Aside from IEDB and own epitope validation data, we analyzed ex vivo scRNA-seq data of convalescent individuals CD8⁺ T-cells activated by single peptides (Francis et al., 2022). The considered dataset included the set of phenotyped T-cell clones responding to a comprehensive set of SARS-CoV-2 derived epitopes associated with four major HLA class I alleles (HLA-A*01:01, HLA-A*02:01, HLA-A*24:02, and HLA-B*07:02). First, we examined the distribution of SARS-CoV-2 derived epitopes which elicited T-cell response according to the genomic region from which they originated. Concordantly with the results mentioned above, the majority of HLA-A*01:01 epitopes were from ORF1ab. The same tendency was not observed for the other alleles (Fig. 4A).

Next, we analyzed the phenotypes of responding T-cell clones (Fig. 4B). HLA-A*01:01-associated epitopes elicited responses mainly from the T central memory cells (Tcm) subpopulation. At the same time, the proportion of Tcm responding cells for other alleles was significantly smaller (Fisher Exact Test pairwise comparisons of HLA-A*01:01 with HLA-A*02:01, HLA-B*07:02, and HLA-A*24:02 results in p-values < 0.02). Together with the observation that most of the known HLA-A*01:01-associated epitopes originated from the conservative ORF1ab region, these results imply that people bearing HLA-A*01:01 may have a higher chance of eliciting robust immune response upon secondary exposure to SARS-CoV-2 due to the pre-existing immune memory.

Analysis of the mutations in the VOC on CD8⁺ epitopes

Then, we analyzed the changes in the affinity of the interactions of immunoprevalent epitopes with HLA-A*01:01 and HLA-A*02:01 induced by mutations in VOCs, including the Delta variant. Strikingly, none of the HLA-A*01:01 immunoprevalent epitopes were affected by mutations in the current VOCs: Delta G/478K.V1 and Omicron (BA.1 –BA.4). At the same time, seven HLA-A*02:01 immunoprevalent epitopes were affected by the mutations. Six were located in the Spike protein and one in the NS3 protein. All except one mutation led to the decrease in the affinity of the interaction with HLA-A*02:01. Specifically, in Omicron BA.1 the S_495−503 YGFQPTNGV peptide had three substitutions (G496S, Q498R, N501Y), which resulted in an increase in the affinity of its interaction with HLA-A*02:01 (from 2160 nM to 87 nM). In VOC Omicron BA.1 and BA.3, A67V and HV 69-70 deletion mutations resulted in the disappearance of the immunoprevalent epitope S₆₂₋₇₀ VTWFHAIHV.
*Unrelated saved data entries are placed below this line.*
PR #1577, opened 2026-08-28
feat(connectors): custom no-code connectors — declarative engine, web builder, MCP

zapolsky:
A connector to any REST API is described by a JSON manifest instead of code. One engine
executes that manifest, a web builder edits it with a live test against the real API, and
versions are published and rolled back without releasing the application.

The complete manifest grammar — every key and every accepted value — is added by this PR as
[`docs/connectors/manifest-reference.md`](https://github.com/OWOX/owox-data-marts/blob/feat/connector-builder-declarative/docs/connectors/manifest-reference.md),
with an assistant-facing mirror in `manifest-reference.llms.txt` that a test pins byte for
byte against the MCP tool's own constant.

---

## What changes

The single product change: adding a data source no longer means shipping a release.

| Before | Now |
| --- | --- |
| The connector catalogue is fixed in package code. | A connector is data in the project's database. |
| A new source means a developer task, a PR and a release. | A new source is created in the UI in one sitting. |
| A customer with a niche API waits for the roadmap. | The customer or a partner builds it themselves. |
| A fix to a connector ships with the next release. | Versions publish and roll back instantly, per project. |

A custom connector is a peer of a bundled one — same data mart binding, same schedule, same
storage. The only difference is where its definition came from.

## Three editors, one manifest

Not three features: three editors of the same document, and switching between them loses
nothing.

- **Visual builder** — forms, three panes, live test.
- **Code mode** — the raw JSON, in the same tab.
- **MCP assistant** — 11 of the 29 MCP tools cover connector discovery, authoring and runs.

An assistant can go from "I need data from X" to a published connector without ever touching a
secret: it reads the grammar, writes the manifest, runs a test against the live API and hands
the user a link to open it.

## Inside the builder

The left rail carries `General`, `Parameters`, `Authentication` and the node list. The centre
is the editor for the selected section. The bottom dock shows the test run: raw rows from the
API, and the sample after processing.

Every save creates a draft with the next version number. Publishing parses and validates the
manifest and makes that version active. Any past version can be activated again — that is the
rollback.

Parameters pane of the connector builder: a table of configuration parameters with type, required, secret, attributes, label, default and description columns, and an Advanced Parameters card below it

`Parameters` are the fields of the setup form that whoever connects this connector to a data
mart fills in. `SECRET` encrypts and masks the value; `PINNED` and `ADVANCED` control where the
field lands in that form. The two parameters the engine injects into every manifest by itself
get their own card.

[...]

PR #1628, opened 2026-09-18
feat(data-marts): cap manual backfill at 31 days per run

prokopetsv:
# Problem

A manual backfill accepted any `StartDate`/`EndDate` range. Nothing in the form, the API, or the connector core capped it, so a user could request months of history in one run. That run fetched the whole range in a single connector process, took hours, hit the 60-minute stuck-trigger timeout, and could not be resumed because manual backfill never writes `LastRequestedDate`. The only feedback was a run that eventually failed.

# Solution

Enforce one limit, 31 inclusive days, at every layer, and tell the user before they start. 31 rather than 30 so that any full calendar month fits in a single run.

- The connectors package owns the constant (`MAX_MANUAL_BACKFILL_DAYS`) and `AbstractConnector._getManualBackfillDateRange` rejects a longer range as a last line of defense. Every source reaches that method through the shared `getStartDateAndDaysToFetch`, so no connector bypasses it.
- The backend validates the range in `ConnectorRunService.run` before any run row is written, so the API returns a clear 4xx instead of creating a run that fails later. A new helper parses the dates with a zod schema (including impossible days such as February 30), defaults a missing `EndDate` to today, clamps a future `EndDate`, and applies the limit. It reads the limit from the connectors package lazily, so specs that stub `Core` for unrelated reasons still load, while a stale connectors build fails loudly on the first real backfill instead of silently using a different value.
- The web form explains the limit, shows how many days the chosen period covers, validates end-after-start and the 31-day maximum, and caps both date inputs at today. The web keeps its own copy of the constant because it does not depend on the connectors package.

Splitting longer periods into sequential runs was considered and deliberately left out; it is tracked as separate work. The `AbstractConnector.js` diff is the 4-line guard only.

# Changes

- Added `MAX_MANUAL_BACKFILL_DAYS = 31` to the connectors `CommonConstants` and enforced it in `AbstractConnector._getManualBackfillDateRange`, with a test
- Added `manual-backfill-range.ts` in the backend with `getMaxManualBackfillDays`, `parseManualBackfillRange`, and `prepareManualBackfillPayload`, plus a spec covering format, order, future dates, clamping, and the limit
- Validated and normalized the backfill payload in `ConnectorRunService.run` before creating the run and trigger; injected `SystemTimeService` for "today"
- Documented the limit in the `RunDataMartRequestApiDto` payload description
- Added a web `manual-backfill` constant module with the limit and date helpers, and a test
- Updated `ConnectorRunForm` with a limit notice, a live day count, end-after-start and 31-day validation, and `max={today}` on date inputs; removed the explicit input `id` so the label now points at the input; added a form test
- Documented the limit in the connector data mart setup guide
- Added changeset `6953-manual-backfill-31-day-limit.md`

Manual Run sheet with Backfill selected, empty Start Date and End Date fields, and a notice that one run covers at most 31 days
Two Manual Run sheets: a 31-day period with the Run button enabled, and a 49-day period with a limit warning and Run disabled


apps/backend/src/data-marts/utils/manual-backfill-range.ts
```diff
@@ -0,0 +1,114 @@
...
+
+/**
+ * Validates a MANUAL_BACKFILL payload before a run is created and normalizes its dates
+ * (EndDate filled in and clamped). Non-backfill payloads pass through untouched.
+ */
+export function prepareManualBackfillPayload(
+  payload: Record<string, unknown> | undefined,
+  today: Date
+): Record<string, unknown> | undefined {
+  if (!payload || payload.runType !== MANUAL_BACKFILL_RUN_TYPE) return payload;
```
laskevych, line 108: 🔴 **Blocking:** Return the payload unchanged when `data` carries no `StartDate`, instead of rejecting the run.

**Why:** `prepareManualBackfillPayload` requires `StartDate` for *every* `MANUAL_BACKFILL` payload, but not every connector has backfill date fields. `GoogleSheetsSource` declares no `CONFIG_ATTRIBUTES.MANUAL_BACKFILL` parameter, and `GoogleSheetsConnector` overrides `_processRunConfig` ("Full refresh mode activated") and never calls `getStartDateAndDaysToFetch` — a backfill there is a full refresh. Today the web renders that section with no date inputs, `formState.isValid` is `true`, and it posts `{ runType: 'MANUAL_BACKFILL' }` with `data` undefined. After this change that request fails with `400 StartDate is required in YYYY-MM-DD format`; before it started a run. The same shape is a documented public contract: `docs/api/api-client.md` states "connectors without backfill fields can omit `data`", and `packages/api-client/src/data-mart-runs.test.ts` asserts "accepts a manual backfill without connector-specific fields". No e2e caught it because every `MANUAL_BACKFILL` e2e case targets a non-existent Data Mart and stops at 404.

**Fix:** Skip validation when `data` has no `StartDate` key and pass the payload through; keep validating as soon as `StartDate` is present. `AbstractConnector._getManualBackfillDateRange` already raises "StartDate is required for manual backfill" for the connectors that genuinely need it, so nothing is lost. Worth a unit case for a specification with no date fields, and — if a dateless backfill is meant to stay reachable — hiding the "Backfill (custom period)" option when the specification exposes no `MANUAL_BACKFILL` fields, since that section currently shows only the limit notice.

packages/connectors/src/Constants/CommonConstants.js
```diff
@@ -18,6 +18,11 @@ var RUN_CONFIG_TYPE = {
   MANUAL_BACKFILL: 'MANUAL_BACKFILL',
 };
 
+// Upper bound on the inclusive date range a single MANUAL_BACKFILL run may cover.
+// 31 so that any full calendar month fits in one run. The backend splits longer
```
laskevych, line 22: 🟡 **Important:** Drop the "backend splits longer ranges into sequential runs" sentence.

**Why:** The backend rejects longer ranges; splitting is explicitly out of scope for this PR. The comment promises a guarantee that does not exist, in the one file a connector author is most likely to read.

**Fix:** Say the backend rejects ranges above the limit before a run is created, and that the connector re-checks as a last line of defense.

packages/connectors/test/Core/AbstractConnector.test.js
```diff
@@ -0,0 +1,37 @@
...
+  proto._getManualBackfillDateRange.call({
+    config: {
+      StartDate: { value: new Date(start) },
+      EndDate: { value: new Date(end) },
+      logMessage: () => {},
+    },
+  });
+
+describe('_getManualBackfillDateRange', () => {
+  it('accepts a full 31-day calendar month as one run', () => {
```
laskevych, line 25: 🟡 **Important:** This test never runs in CI.

**Why:** The `test-owox.yml` matrix covers `@owox/backend`, `@owox/web`, `owox`, both idp packages, `@owox/api-client` and `@owox/ctl` — there is no `@owox/connectors` entry, so `npm run test -w @owox/connectors` is executed by no workflow. The only automated coverage of the connector-side guard (the stated last line of defense) is dead weight today.

**Fix:** Add `- name: 'Overall test @owox/connectors' / command: 'npm run test -w @owox/connectors'` to the matrix, or note here that the suite is intentionally local-only.

packages/connectors/src/Core/AbstractConnector.js
```diff
@@ -7,343 +7,348 @@
...
-      const daysToFetch = Math.max(0, Math.floor((today.getTime() - startDate.getTime()) / (1000 * 60 * 60 * 24)) + 1);
-
-      return [startDate, daysToFetch];
+    // Calculate days between start and end date
+    const daysToFetch = Math.max(
+      0,
+      Math.floor((endDate.getTime() - startDate.getTime()) / (1000 * 60 * 60 * 24)) + 1
+    );
+
+    if (daysToFetch > MAX_MANUAL_BACKFILL_DAYS) {
```
laskevych, line 251: 🟡 **Important:** Coordinate this guard with #1577.

**Why:** `feat/connector-builder-declarative` adds a second `_getManualBackfillDateRange` in this same file for manifest-driven connectors. It has no day-limit check, so after both merge, declarative connectors would resolve their range through a path that never sees `MAX_MANUAL_BACKFILL_DAYS` — and both branches touch this file, so the conflict needs a manual resolution anyway.

**Fix:** Whichever merges second, port the same check into the declarative engine's range method (and its test).

apps/backend/src/data-marts/utils/manual-backfill-range.ts
```diff
@@ -0,0 +1,114 @@
...
+function formatUtcDay(ms: number): string {
+  return new Date(ms).toISOString().slice(0, 10);
+}
+
+function toUtcDay(value: string): number {
+  return Date.parse(`${value}T00:00:00.000Z`);
+}
+
+/** A calendar day that exists: the regex catches the shape, the refine catches 2026-02-30. */
+const isoDaySchema = z
```
laskevych, line 33: 💡 **Suggestion:** Use `z.string().date()` instead of the regex plus round-trip refine.

**Why:** The pinned `zod ^3.25.64` already validates both the `YYYY-MM-DD` shape and real calendar days (it rejects `2026-02-30`), which is exactly what `ISO_DAY_PATTERN` and the `formatUtcDay(ms) === value` refine reproduce.

**Fix:** `const isoDaySchema = z.string().date();` — the existing spec cases (`01/09/2026`, `2026-02-30`, `20260901`) should keep passing unchanged.

apps/backend/src/data-marts/dto/presentation/run-data-mart-request-api.dto.ts
```diff
@@ -94,7 +94,8 @@ export class RunDataMartRequestApiDto {
       data: { StartDate: '2026-07-01', EndDate: '2026-07-31' },
     },
     description: `Payload for the manual run. Omit it or select INCREMENTAL for an incremental run.
-    MANUAL_BACKFILL can include connector-specific fields in data.`,
+    MANUAL_BACKFILL can include connector-specific fields in data. The StartDate/EndDate range may
+    cover at most 31 days; longer ranges are rejected.`,
```
laskevych, line 98: 💡 **Suggestion:** Document the 31-day cap in the api-client docs too, together with the accepted date format and how a missing or future `EndDate` is counted.

**Why:**
1. This OpenAPI description is updated, but integrators read "Manage Data Mart runs" in `docs/api/api-client.md` — the example there is `2026-07-01`…`2026-07-31` with no mention that a longer range is now rejected.
2. The limit applies after a missing or future `EndDate` becomes today, so "longer ranges are rejected" is not quite what happens: `2026-09-01`…`2026-12-31` is accepted and runs only up to today.
3. Neither place says which date format is accepted (see the comment on line 22 of `manual-backfill-range.ts`).

**Fix:** One sentence here and next to the `MANUAL_BACKFILL` example in `docs/api/api-client.md`: which date format is accepted, that a missing or future `EndDate` counts as today, and that the resulting range may cover at most 31 days.

apps/web/src/features/connectors/edit/components/ConnectorRunSheet/ConnectorRunForm.tsx
```diff
@@ -45,6 +92,14 @@ export function ConnectorRunForm({ configuration, onClose, onSubmit }: Connector
 
   const { dataMart } = useDataMartContext();
 
+  const runType = form.watch('runType');
+  const startDate = form.watch('data.StartDate');
+  const endDate = form.watch('data.EndDate');
+  const today = new Date().toISOString().slice(0, 10);
+  // The backend defaults a missing EndDate to today, so the preview does the same.
+  const effectiveEndDate = endDate === undefined || endDate === '' ? today : endDate;
```
laskevych, line 100: 💡 **Suggestion:** Do not preview an end date the form still requires.

**Why:** Every backfill field is registered with `required: true`, so an empty End Date can never reach the backend — but `effectiveEndDate` falls back to today, so with only a Start Date of `2026-01-01` the notice reports "This period covers 261 days, which exceeds the 31-day limit" for a period the user never chose, while Run is disabled for a different reason. The comment "The backend defaults a missing EndDate to today" describes a path the required field prevents.

**Fix:** Keep the "Pick a start and end date…" text until both dates are set, and count days only from the values the user actually entered.

apps/web/src/features/connectors/edit/components/ConnectorRunSheet/ConnectorRunForm.tsx
```diff
@@ -174,6 +232,9 @@ export function ConnectorRunForm({ configuration, onClose, onSubmit }: Connector
                     )}
                   />
                 ))}
+              <Alert data-testid='backfill-limit-notice'>
```
laskevych, line 235: 💡 **Suggestion:** Render the over-limit state with the `destructive` Alert variant.

**Why:** `@owox/ui` `Alert` has `default` and `destructive`; this notice always uses `default`, so the blocking message looks exactly like the informational one and only the wording changes.

**Fix:** `variant={backfillDays > MAX_MANUAL_BACKFILL_DAYS ? 'destructive' : 'default'}`.

apps/backend/src/data-marts/services/connector/connector-run.service.ts
```diff
@@ -40,15 +43,23 @@ export class ConnectorRunService {
       );
     }
 
-    const dataMartRun = await this.createDataMartRun(dataMart, createdById, runType, payload);
+    // Validates the backfill period (format, order, per-run day limit) before any row is
+    // written, so the caller gets a clear error instead of a failed run.
+    const preparedPayload = prepareManualBackfillPayload(payload, this.systemTimeService.now());
```
laskevych, line 48: ℹ️ **Note (rollout):** `executeInterruptedRuns` below replays `run.additionalParams` without this validation. A pre-deploy backfill longer than 31 days that the release interrupts is picked up again by the `RETRY_INTERRUPTED_CONNECTOR_RUNS` task (every 15 minutes) and hits the connector guard "Manual backfill is limited to 31 days per run".
- Most connectors end that run as FAILED — the right outcome, but it shows up as a failed run right after the release.
- TikTok Ads wraps `getStartDateAndDaysToFetch()` in a try/catch that only logs, so there the run ends as SUCCESS and is billed with no rows loaded.

Worth one line in the changeset so operators recognise it; rethrowing in TikTok's catch would turn the second case into a normal failure.

laskevych (changes requested):
One blocking defect, the rest are non-blocking.

I also checked the 573-line `AbstractConnector.js` diff separately: a whitespace- and quote-normalized comparison of `main` vs this branch shows the only semantic change is the new guard (everything else is trailing commas and the closing `};`).

Two comments are anchored on the nearest changed line because the file they are really about is not part of this diff: the CI matrix (`.github/workflows/test-owox.yml`) and `docs/api/api-client.md`.

apps/backend/src/data-marts/utils/manual-backfill-range.ts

In addition, the effect of mutations in the VOCs on the binding affinity of all possible viral peptides with the 12 abovementioned HLA-I alleles was analyzed (Table 2). HLA-A*01:01 had 51 high-affinity peptides from ORF1ab and 13 high-affinity peptides from other proteins (structural and accessory) for the Wuhan-Hu-1 strain. A distinctive feature of this allele was that it had a relatively high number of high-affinity peptides, although VOC mutations do not affect them (Fig. 5). Of the 64 high-affinity HLA-A*01:01 peptides, only one peptide significantly changed the affinity in 16 VOCs analyzed. At the same time, similar to the number of tight binders HLA-A*24:02 molecule had 27 altered peptides from ORF1ab (Fisher’s exact test p-value = 3e−09, OR = 0.02). It should be noted that the high-affinity peptides from ORF1ab for all analyzed alleles were less affected by the mutations compared to the rest of the peptides (Mann–Whitney U test p-value = 4.3e−05).